Segment Start: Entries shown

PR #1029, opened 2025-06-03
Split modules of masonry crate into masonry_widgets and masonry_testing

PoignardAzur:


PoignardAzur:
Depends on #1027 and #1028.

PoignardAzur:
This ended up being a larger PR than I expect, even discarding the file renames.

Segment End: Entries shown
Segment Start: Entries shown

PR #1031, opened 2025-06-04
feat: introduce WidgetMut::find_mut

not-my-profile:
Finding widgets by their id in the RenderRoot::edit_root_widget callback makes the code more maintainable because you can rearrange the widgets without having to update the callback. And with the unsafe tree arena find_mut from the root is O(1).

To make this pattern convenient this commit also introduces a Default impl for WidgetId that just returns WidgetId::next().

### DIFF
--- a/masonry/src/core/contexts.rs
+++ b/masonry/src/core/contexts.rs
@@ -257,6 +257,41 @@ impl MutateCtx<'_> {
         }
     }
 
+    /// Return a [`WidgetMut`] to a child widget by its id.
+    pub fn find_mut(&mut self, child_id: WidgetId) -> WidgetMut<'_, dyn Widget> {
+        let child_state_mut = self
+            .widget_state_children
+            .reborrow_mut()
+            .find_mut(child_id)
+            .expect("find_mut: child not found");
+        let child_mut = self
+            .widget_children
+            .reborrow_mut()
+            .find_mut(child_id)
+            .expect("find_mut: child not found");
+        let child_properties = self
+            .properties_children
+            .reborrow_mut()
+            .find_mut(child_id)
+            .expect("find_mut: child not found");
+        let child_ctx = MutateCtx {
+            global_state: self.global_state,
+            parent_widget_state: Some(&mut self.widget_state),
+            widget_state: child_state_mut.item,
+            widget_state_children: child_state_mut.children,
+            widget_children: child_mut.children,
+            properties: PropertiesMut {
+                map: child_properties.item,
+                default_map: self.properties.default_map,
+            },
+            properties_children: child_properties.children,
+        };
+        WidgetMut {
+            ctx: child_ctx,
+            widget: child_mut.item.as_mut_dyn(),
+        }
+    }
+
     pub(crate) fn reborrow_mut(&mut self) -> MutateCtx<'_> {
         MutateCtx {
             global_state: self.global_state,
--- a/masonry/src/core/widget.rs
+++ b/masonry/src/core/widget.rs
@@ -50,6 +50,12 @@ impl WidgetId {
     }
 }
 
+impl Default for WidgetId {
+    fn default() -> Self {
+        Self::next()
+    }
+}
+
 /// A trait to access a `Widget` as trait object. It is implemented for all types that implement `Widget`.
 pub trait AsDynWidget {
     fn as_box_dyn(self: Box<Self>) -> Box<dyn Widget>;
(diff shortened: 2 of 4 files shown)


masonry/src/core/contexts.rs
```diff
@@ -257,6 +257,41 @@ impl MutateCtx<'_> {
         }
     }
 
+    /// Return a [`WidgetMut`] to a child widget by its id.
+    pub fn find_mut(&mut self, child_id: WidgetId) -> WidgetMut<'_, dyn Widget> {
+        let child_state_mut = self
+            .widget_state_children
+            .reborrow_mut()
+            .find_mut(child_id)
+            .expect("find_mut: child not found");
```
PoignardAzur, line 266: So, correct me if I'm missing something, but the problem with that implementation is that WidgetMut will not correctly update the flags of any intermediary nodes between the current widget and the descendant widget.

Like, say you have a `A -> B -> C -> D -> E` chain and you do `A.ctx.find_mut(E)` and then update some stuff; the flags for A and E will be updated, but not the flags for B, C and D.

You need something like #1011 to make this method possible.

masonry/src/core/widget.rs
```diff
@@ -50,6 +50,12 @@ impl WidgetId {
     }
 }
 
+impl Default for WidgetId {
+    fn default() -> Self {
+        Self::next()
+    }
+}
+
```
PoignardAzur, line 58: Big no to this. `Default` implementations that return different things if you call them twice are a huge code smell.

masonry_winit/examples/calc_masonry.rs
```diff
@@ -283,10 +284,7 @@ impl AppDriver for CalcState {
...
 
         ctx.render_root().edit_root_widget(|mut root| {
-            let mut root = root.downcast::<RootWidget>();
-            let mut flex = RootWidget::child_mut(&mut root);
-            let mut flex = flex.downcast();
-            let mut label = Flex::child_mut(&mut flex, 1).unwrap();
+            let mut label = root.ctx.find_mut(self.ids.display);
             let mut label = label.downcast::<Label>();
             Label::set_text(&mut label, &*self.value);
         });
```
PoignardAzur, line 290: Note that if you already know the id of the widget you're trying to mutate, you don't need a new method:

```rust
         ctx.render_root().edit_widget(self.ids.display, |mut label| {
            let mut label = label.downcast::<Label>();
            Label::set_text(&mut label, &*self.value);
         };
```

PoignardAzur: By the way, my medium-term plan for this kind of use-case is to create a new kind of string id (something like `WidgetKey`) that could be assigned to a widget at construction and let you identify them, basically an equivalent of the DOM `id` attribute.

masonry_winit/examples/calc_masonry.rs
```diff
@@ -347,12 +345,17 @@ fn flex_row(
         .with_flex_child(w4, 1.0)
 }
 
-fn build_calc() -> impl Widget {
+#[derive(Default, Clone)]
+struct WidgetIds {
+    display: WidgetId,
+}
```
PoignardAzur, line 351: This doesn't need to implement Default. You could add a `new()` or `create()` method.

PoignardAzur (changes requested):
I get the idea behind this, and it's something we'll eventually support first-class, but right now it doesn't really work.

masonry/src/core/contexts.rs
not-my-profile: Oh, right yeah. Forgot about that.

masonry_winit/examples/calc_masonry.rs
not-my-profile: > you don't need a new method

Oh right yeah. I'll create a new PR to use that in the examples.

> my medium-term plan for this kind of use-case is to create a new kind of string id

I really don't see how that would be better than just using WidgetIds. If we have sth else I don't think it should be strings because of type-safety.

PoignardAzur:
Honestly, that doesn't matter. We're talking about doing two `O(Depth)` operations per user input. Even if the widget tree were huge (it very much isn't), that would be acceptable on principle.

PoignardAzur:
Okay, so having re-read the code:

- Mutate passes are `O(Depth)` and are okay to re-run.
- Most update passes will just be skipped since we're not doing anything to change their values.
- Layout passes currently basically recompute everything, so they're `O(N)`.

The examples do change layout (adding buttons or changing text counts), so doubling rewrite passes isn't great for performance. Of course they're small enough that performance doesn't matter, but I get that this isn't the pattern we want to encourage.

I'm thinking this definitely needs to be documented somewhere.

Segment End: Entries shown

Work instructions
Output, from the data above, the lines from the line with "PR #1029, opened 2025-06-03" to the line with "This ended up" exactly as they stand, both ends included and nothing else.

Written answer
PR #1029, opened 2025-06-03
Split modules of masonry crate into masonry_widgets and masonry_testing

PoignardAzur:


PoignardAzur:
Depends on #1027 and #1028.

PoignardAzur:
This ended up being a larger PR than I expect, even discarding the file renames.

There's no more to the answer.